WHAT YOU SHOULD DO ▸ Copy out exactly the stretch of the listing below that begins at the line containing "n-wach, line 113: is" and ends at the line containing "amuamushu: Yes, it", and copy nothing outside it.

# # # #

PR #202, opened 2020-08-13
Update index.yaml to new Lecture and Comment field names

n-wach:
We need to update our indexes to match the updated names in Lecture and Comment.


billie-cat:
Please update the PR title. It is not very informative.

# # # #

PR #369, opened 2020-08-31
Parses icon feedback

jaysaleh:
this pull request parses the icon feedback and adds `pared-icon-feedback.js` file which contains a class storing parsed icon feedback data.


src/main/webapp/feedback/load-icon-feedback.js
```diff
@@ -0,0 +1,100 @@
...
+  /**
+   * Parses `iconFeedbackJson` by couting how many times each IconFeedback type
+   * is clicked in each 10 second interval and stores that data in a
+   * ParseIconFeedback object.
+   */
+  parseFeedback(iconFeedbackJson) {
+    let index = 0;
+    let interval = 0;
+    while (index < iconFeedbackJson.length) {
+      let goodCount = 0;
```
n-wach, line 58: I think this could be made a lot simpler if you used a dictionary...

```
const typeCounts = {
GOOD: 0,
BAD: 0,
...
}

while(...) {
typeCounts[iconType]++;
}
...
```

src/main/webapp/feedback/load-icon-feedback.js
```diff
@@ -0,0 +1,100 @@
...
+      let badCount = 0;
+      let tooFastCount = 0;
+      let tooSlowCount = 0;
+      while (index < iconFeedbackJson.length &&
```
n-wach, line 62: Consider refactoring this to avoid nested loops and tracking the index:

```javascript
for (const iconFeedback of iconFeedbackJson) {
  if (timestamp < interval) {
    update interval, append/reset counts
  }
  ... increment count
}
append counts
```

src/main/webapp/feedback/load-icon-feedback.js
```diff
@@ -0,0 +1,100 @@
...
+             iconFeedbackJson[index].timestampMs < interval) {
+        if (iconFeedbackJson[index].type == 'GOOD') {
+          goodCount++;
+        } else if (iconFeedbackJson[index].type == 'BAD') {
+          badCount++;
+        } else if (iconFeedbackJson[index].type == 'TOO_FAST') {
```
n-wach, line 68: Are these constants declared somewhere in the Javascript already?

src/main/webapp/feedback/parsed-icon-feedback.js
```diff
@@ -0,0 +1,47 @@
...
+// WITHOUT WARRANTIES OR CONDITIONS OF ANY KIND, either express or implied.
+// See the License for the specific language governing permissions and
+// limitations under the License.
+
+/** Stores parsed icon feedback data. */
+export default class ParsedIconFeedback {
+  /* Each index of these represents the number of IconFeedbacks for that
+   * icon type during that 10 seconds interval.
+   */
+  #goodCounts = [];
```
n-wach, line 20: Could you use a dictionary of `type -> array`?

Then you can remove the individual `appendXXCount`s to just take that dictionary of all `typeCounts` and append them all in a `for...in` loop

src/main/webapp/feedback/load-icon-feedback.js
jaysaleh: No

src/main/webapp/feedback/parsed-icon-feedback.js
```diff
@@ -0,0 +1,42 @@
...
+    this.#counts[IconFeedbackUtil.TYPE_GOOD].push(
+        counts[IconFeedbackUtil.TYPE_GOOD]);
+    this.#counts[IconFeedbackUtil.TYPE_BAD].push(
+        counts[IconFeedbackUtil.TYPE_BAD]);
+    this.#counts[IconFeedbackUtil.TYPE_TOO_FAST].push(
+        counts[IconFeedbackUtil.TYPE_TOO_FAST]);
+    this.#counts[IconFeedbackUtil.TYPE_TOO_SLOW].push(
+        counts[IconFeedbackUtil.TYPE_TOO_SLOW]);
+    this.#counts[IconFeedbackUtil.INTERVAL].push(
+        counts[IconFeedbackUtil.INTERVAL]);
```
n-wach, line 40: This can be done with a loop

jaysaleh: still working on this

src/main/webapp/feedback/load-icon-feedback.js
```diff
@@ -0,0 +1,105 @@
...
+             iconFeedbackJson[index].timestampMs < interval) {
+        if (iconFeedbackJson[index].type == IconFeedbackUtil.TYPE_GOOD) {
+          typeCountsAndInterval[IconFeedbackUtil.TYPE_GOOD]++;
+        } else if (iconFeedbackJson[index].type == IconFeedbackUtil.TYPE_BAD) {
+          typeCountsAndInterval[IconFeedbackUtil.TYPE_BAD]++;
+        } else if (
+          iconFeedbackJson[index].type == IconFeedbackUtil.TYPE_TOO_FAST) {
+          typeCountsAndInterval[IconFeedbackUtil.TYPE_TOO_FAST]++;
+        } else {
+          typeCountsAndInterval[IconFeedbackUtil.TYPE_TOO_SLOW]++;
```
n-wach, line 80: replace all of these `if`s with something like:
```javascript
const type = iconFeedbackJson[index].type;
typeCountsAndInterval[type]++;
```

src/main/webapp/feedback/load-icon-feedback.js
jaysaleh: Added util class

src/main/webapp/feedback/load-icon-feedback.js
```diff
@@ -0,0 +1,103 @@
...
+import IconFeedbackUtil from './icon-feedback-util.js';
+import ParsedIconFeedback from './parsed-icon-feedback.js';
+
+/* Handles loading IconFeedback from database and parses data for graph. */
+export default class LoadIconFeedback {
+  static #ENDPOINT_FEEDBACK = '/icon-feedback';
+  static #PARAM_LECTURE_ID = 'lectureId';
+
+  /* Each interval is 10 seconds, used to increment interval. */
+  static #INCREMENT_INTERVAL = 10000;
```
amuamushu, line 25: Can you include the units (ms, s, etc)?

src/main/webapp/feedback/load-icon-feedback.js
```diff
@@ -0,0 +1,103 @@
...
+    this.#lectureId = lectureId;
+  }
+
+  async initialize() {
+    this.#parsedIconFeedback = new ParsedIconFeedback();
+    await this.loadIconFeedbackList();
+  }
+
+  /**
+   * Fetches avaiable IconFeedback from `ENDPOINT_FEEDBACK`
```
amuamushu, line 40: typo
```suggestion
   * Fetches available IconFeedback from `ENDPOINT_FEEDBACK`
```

# # # #

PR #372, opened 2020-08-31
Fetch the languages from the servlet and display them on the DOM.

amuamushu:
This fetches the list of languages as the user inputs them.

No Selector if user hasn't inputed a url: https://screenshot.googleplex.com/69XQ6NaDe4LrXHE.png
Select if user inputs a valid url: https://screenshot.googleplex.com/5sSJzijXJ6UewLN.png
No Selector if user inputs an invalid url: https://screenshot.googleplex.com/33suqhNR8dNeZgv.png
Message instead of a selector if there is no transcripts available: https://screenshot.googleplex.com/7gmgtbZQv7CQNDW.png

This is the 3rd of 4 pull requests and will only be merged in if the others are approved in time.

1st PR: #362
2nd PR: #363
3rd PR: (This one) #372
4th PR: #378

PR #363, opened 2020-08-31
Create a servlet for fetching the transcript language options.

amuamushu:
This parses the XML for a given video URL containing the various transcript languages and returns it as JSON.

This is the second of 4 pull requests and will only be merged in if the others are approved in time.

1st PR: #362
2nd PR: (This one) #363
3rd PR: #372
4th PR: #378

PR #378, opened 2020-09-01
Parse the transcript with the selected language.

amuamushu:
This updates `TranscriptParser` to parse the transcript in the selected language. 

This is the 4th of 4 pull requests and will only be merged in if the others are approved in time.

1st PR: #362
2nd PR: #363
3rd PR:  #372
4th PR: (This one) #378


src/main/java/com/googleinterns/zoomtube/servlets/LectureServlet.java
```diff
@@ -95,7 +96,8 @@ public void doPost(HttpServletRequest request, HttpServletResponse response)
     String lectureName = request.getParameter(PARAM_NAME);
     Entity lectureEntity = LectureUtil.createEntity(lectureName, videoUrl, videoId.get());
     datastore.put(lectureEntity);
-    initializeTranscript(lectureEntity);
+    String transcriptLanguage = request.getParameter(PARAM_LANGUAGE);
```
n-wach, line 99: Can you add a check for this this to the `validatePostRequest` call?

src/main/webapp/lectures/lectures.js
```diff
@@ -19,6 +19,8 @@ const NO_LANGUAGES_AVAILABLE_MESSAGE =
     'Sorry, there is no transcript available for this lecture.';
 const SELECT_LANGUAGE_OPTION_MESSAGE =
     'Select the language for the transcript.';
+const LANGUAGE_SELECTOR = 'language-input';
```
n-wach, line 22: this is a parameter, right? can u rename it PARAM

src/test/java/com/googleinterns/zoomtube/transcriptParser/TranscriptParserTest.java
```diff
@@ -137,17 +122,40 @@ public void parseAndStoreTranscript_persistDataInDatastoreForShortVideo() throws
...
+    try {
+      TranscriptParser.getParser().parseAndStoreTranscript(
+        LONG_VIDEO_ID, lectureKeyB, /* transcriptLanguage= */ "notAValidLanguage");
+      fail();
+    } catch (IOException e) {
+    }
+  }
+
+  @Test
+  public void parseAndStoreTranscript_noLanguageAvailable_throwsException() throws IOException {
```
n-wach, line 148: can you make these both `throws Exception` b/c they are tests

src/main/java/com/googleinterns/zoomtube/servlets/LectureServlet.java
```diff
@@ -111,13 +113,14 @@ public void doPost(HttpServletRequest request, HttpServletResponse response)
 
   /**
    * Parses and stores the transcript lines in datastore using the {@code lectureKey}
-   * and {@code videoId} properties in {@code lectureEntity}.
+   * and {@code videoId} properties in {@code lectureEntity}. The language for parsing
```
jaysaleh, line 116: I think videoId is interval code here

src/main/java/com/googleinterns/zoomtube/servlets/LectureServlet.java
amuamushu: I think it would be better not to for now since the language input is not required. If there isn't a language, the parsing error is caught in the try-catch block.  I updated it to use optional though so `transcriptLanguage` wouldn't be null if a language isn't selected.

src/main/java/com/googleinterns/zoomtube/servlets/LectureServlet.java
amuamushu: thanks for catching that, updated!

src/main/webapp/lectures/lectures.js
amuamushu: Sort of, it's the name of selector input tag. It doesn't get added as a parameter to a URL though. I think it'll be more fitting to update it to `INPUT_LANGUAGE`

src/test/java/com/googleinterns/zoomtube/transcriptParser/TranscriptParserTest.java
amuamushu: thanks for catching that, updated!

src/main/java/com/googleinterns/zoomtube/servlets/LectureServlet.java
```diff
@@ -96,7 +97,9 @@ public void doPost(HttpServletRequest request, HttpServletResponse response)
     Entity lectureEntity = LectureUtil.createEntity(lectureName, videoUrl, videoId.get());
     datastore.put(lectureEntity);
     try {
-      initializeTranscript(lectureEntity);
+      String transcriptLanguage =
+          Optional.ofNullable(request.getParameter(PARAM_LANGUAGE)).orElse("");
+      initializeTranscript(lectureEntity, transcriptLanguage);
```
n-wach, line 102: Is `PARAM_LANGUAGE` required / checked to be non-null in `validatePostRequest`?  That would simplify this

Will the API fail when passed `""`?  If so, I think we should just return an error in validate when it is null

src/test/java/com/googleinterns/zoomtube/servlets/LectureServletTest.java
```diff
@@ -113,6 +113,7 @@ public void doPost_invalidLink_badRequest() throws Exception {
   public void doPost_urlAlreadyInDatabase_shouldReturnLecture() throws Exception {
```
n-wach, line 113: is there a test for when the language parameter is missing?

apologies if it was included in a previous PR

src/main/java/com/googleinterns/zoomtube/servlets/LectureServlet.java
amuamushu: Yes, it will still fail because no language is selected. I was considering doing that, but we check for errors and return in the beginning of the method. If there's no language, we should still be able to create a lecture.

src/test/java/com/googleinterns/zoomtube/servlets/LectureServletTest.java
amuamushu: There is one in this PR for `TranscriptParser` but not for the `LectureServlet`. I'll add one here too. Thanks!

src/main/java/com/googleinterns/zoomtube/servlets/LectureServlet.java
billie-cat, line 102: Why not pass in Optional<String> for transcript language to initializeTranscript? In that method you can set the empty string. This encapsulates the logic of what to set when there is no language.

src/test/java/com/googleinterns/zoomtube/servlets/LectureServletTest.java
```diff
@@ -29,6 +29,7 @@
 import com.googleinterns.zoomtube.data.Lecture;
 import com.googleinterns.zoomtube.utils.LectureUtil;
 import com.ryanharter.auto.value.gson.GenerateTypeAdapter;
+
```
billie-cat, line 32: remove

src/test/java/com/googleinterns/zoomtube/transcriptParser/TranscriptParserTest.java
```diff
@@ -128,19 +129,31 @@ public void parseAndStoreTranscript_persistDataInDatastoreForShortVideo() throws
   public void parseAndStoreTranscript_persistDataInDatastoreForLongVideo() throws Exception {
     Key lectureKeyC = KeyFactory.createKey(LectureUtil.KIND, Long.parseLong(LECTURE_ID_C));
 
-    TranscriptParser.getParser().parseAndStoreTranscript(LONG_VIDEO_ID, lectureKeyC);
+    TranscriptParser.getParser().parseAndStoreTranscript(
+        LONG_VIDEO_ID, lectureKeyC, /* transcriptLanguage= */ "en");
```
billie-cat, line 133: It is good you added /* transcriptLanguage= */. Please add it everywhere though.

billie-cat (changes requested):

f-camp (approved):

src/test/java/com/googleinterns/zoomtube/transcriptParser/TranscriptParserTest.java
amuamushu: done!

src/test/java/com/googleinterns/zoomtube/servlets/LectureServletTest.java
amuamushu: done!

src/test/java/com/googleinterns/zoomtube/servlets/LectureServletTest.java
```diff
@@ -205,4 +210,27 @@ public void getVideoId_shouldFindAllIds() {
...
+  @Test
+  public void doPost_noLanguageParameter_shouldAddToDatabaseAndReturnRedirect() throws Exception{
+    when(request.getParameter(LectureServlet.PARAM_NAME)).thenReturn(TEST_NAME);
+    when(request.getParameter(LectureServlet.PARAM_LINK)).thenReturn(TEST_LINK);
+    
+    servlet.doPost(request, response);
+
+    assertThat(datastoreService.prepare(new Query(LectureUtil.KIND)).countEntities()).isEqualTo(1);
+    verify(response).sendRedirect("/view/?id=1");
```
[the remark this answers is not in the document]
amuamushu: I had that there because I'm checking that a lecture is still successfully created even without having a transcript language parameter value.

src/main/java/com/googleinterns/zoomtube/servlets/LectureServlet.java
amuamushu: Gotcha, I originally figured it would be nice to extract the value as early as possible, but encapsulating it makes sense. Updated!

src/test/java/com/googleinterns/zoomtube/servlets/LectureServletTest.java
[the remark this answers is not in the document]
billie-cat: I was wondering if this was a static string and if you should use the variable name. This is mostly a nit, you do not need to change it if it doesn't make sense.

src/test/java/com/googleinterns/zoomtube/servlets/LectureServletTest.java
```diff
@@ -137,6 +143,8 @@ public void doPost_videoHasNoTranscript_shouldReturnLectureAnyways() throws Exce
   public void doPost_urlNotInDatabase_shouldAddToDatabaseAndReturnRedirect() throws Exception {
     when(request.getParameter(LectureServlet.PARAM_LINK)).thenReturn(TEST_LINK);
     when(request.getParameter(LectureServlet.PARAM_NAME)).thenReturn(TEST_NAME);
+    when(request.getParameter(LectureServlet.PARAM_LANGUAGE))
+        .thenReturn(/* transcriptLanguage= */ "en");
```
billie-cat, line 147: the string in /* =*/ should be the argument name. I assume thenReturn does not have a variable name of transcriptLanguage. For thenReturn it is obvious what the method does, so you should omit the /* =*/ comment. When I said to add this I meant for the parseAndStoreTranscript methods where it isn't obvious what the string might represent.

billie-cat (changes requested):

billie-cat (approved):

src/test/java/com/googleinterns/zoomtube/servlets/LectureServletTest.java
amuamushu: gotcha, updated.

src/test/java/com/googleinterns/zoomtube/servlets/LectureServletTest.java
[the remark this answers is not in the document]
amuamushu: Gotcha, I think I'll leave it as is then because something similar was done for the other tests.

# # # #

WRITTEN ANSWER ▸
n-wach, line 113: is there a test for when the language parameter is missing?

apologies if it was included in a previous PR

src/main/java/com/googleinterns/zoomtube/servlets/LectureServlet.java
amuamushu: Yes, it will still fail because no language is selected. I was considering doing that, but we check for errors and return in the beginning of the method. If there's no language, we should still be able to create a lecture.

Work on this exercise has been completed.